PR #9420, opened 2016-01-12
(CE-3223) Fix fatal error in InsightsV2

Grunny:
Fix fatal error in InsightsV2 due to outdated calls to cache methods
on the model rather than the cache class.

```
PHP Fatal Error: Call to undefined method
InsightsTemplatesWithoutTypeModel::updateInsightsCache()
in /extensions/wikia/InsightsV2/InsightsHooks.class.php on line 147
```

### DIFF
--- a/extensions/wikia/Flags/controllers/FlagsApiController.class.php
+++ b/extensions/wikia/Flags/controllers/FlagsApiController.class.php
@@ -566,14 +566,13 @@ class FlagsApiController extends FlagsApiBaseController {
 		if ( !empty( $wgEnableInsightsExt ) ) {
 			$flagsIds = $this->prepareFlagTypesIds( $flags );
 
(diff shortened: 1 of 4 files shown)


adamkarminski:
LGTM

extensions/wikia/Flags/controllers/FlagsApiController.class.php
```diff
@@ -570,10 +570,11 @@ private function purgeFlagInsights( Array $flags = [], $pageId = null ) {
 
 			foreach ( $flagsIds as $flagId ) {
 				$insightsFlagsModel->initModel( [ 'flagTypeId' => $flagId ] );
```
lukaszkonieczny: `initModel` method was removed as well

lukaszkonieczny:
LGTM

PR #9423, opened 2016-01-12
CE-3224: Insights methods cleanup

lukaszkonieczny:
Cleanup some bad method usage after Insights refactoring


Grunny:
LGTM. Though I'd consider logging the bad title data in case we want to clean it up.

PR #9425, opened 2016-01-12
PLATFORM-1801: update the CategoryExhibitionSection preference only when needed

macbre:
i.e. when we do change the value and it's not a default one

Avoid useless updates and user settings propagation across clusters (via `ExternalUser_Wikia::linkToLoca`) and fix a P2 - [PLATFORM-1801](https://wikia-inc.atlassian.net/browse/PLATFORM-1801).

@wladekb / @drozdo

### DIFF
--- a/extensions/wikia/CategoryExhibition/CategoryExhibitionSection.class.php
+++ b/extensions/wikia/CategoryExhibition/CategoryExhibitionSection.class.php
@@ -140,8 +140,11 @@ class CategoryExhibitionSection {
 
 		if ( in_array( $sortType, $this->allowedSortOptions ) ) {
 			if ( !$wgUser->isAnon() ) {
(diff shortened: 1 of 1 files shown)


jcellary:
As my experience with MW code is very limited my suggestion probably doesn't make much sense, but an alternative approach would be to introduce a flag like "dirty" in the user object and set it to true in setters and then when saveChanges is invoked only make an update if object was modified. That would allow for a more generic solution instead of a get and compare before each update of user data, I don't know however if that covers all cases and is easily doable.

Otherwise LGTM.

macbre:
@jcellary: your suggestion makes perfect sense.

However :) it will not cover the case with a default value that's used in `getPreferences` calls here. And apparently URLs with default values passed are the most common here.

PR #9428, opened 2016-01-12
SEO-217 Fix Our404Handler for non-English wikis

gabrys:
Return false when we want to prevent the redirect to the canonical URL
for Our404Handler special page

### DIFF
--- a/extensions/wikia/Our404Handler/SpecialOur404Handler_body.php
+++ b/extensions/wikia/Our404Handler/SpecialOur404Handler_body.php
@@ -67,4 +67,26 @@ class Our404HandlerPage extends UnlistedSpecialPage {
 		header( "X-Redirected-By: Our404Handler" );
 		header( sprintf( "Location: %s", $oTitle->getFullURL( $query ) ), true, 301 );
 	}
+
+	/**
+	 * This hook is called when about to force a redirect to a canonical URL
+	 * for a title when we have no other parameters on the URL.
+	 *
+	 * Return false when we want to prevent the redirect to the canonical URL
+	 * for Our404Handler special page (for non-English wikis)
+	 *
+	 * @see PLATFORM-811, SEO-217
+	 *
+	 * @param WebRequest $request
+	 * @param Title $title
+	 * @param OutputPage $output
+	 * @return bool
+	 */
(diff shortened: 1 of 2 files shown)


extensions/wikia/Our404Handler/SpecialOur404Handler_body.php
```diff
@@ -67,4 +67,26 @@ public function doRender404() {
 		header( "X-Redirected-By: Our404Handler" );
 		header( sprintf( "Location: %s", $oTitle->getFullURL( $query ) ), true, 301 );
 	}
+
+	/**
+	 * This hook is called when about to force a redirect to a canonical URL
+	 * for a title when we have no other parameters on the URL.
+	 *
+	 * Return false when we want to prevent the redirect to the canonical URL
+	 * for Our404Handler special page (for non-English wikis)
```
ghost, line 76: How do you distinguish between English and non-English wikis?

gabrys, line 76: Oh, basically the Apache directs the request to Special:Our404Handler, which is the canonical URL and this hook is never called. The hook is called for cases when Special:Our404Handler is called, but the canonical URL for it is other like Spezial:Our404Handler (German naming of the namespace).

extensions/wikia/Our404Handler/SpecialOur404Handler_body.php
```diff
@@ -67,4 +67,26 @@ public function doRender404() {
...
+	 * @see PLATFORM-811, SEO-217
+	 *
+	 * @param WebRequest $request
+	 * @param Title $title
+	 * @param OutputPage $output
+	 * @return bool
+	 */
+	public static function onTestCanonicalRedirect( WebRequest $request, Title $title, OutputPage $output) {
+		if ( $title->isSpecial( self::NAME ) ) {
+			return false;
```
....
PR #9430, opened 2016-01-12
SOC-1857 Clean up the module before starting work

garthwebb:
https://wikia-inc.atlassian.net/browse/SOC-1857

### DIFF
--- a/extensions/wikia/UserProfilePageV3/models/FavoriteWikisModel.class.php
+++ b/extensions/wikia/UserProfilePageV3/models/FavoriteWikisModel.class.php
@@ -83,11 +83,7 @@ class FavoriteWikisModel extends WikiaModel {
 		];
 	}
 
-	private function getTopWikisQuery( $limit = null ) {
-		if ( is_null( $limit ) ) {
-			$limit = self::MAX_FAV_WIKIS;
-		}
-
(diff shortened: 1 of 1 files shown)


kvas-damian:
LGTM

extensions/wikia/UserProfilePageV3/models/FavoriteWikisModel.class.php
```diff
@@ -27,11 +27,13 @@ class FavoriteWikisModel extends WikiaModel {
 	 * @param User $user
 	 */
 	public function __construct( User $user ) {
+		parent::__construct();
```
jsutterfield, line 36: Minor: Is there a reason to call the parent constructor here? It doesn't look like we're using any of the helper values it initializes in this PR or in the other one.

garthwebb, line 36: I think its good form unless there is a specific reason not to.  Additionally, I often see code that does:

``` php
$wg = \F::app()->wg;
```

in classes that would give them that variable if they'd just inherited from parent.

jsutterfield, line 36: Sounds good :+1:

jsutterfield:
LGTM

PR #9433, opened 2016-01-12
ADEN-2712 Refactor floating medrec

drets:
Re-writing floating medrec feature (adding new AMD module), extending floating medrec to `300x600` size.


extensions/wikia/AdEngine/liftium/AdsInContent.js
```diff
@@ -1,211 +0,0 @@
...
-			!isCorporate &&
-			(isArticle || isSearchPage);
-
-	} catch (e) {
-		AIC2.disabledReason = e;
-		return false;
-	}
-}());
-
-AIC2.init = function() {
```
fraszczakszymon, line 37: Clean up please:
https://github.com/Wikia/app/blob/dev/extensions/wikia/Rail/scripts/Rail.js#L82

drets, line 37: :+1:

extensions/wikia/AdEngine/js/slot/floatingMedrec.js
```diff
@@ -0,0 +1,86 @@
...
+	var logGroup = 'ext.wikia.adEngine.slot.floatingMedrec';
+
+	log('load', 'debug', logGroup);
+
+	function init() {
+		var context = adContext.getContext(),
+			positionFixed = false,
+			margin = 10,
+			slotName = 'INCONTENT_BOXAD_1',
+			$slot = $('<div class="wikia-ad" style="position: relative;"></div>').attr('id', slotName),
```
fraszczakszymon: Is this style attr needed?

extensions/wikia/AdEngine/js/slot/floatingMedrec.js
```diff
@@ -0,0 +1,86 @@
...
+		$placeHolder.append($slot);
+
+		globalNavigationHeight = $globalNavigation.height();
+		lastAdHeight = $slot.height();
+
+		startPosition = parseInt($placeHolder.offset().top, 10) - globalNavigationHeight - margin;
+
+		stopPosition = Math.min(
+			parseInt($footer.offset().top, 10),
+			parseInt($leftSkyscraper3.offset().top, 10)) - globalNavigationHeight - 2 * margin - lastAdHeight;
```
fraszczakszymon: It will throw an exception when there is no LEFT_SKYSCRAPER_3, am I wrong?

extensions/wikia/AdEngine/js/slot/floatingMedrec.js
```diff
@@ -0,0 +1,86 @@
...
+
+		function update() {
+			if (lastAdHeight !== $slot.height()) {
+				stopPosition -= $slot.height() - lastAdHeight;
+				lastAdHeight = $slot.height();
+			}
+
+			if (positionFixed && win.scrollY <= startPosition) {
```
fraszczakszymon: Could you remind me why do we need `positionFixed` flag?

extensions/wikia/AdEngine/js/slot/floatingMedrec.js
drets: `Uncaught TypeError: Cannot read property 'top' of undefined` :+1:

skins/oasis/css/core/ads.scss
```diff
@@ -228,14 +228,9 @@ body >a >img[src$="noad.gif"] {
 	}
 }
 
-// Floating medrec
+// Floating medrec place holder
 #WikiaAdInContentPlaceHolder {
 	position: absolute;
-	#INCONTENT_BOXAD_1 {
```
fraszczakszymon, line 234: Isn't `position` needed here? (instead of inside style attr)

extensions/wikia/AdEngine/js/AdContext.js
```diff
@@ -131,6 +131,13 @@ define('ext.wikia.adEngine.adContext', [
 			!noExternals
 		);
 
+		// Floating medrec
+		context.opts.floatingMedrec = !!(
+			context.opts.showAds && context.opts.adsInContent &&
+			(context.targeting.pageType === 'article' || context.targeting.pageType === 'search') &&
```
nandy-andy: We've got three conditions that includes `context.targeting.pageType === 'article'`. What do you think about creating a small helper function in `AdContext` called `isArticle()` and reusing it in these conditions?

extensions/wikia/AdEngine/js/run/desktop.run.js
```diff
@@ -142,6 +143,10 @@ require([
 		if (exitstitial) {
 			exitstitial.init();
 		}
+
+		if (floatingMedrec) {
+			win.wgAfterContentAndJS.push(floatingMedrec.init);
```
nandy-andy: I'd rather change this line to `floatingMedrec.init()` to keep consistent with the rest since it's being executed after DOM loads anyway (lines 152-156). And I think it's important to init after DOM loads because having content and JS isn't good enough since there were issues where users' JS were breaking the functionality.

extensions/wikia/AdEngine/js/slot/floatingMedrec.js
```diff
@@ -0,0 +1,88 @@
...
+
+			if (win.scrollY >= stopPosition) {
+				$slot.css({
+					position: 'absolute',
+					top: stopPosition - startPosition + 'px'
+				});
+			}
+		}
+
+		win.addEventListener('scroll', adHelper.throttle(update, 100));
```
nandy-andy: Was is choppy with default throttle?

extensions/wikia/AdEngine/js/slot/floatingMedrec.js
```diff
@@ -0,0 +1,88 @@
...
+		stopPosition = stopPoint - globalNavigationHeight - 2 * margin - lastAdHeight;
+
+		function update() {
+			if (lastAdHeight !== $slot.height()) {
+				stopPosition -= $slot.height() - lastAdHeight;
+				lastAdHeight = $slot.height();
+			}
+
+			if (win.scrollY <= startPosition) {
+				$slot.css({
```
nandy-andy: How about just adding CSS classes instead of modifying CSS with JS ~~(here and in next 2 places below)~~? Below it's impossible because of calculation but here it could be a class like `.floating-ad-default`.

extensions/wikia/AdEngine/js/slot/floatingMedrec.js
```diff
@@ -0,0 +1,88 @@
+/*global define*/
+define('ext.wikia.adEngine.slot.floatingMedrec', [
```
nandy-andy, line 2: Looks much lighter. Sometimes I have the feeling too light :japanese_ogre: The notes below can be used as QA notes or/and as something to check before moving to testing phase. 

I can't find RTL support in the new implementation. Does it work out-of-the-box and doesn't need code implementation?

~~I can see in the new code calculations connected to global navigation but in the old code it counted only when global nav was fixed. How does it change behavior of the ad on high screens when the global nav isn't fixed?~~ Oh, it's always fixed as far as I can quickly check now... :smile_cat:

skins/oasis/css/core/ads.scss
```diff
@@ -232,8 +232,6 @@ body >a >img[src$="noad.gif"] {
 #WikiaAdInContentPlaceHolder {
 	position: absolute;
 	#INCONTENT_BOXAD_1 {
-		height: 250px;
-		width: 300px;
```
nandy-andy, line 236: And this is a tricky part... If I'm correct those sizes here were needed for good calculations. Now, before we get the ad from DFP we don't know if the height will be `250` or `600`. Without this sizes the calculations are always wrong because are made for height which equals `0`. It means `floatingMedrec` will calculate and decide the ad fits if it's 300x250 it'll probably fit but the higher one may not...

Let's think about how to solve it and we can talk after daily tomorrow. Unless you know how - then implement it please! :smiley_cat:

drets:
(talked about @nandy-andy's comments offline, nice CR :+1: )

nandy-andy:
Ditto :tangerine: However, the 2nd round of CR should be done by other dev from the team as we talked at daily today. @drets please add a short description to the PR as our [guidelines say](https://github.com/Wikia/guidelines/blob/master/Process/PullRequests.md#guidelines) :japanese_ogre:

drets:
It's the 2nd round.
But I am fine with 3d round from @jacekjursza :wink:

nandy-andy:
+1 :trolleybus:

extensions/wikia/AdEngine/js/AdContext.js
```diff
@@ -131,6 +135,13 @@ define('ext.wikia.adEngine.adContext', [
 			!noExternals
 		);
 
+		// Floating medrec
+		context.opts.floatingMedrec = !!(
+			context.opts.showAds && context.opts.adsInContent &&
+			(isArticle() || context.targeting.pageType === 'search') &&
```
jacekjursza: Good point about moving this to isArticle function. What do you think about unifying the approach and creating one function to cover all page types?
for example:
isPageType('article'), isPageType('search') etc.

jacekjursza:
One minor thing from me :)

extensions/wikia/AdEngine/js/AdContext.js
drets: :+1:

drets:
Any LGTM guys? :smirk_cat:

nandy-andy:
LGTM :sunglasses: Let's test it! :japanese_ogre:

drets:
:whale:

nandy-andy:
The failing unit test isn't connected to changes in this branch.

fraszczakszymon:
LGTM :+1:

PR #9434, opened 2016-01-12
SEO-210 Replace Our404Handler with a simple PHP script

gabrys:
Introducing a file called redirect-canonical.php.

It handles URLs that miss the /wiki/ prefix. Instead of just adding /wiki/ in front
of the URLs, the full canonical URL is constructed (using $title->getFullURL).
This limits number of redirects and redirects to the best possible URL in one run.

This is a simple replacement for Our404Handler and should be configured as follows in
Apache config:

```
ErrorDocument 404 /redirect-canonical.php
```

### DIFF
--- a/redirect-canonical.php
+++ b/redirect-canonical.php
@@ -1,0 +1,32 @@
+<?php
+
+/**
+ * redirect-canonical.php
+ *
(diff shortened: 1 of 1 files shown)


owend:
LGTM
....
• [ASSIGNED TASK]: The expected answer is every line above in which the word "WikiaModel" appears.

• [SOLUTION FOR THIS EXERCISE]:
@@ -83,11 +83,7 @@ class FavoriteWikisModel extends WikiaModel {
@@ -27,11 +27,13 @@ class FavoriteWikisModel extends WikiaModel {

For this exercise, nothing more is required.